About this task
This task calls for printing every entry exactly.

Stored data entries
= Beginning of Section =

PR #337, opened 2024-11-21
Remove DURATION type sensor due to rendering issues

WebSpider:
When setting the sensor as a DURATION (which it factually is), homeassistant frontend will always render the value in hours, not days.

According to https://github.com/home-assistant/frontend/issues/18151 it is currently not possible to fix this in another way, so pragmatically, this is the way to inconvenience users the least.

### DIFF
--- a/custom_components/myskoda/sensor.py
+++ b/custom_components/myskoda/sensor.py
@@ -312,7 +312,8 @@ class InspectionInterval(MySkodaSensor):
 
     entity_description = SensorEntityDescription(
         key="inspection",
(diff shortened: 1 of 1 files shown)


dvx76 (approved):
Isn't this trading one inconvenience for another / impacting one set of users to satisfy another? With no device_class cards which correctly do convert the value will no longer be able to? Personally I don't use these sensors so if this is what people want I'm fine with it 😄

WebSpider:
Not convinced this is the best solution either. I'll think on it.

= End of Section =

Response for this exercise
PR #337, opened 2024-11-21
Remove DURATION type sensor due to rendering issues

WebSpider:
When setting the sensor as a DURATION (which it factually is), homeassistant frontend will always render the value in hours, not days.

According to https://github.com/home-assistant/frontend/issues/18151 it is currently not possible to fix this in another way, so pragmatically, this is the way to inconvenience users the least.

### DIFF
--- a/custom_components/myskoda/sensor.py
+++ b/custom_components/myskoda/sensor.py
@@ -312,7 +312,8 @@ class InspectionInterval(MySkodaSensor):
 
     entity_description = SensorEntityDescription(
         key="inspection",
(diff shortened: 1 of 1 files shown)


dvx76 (approved):
Isn't this trading one inconvenience for another / impacting one set of users to satisfy another? With no device_class cards which correctly do convert the value will no longer be able to? Personally I don't use these sensors so if this is what people want I'm fine with it 😄

WebSpider:
Not convinced this is the best solution either. I'll think on it.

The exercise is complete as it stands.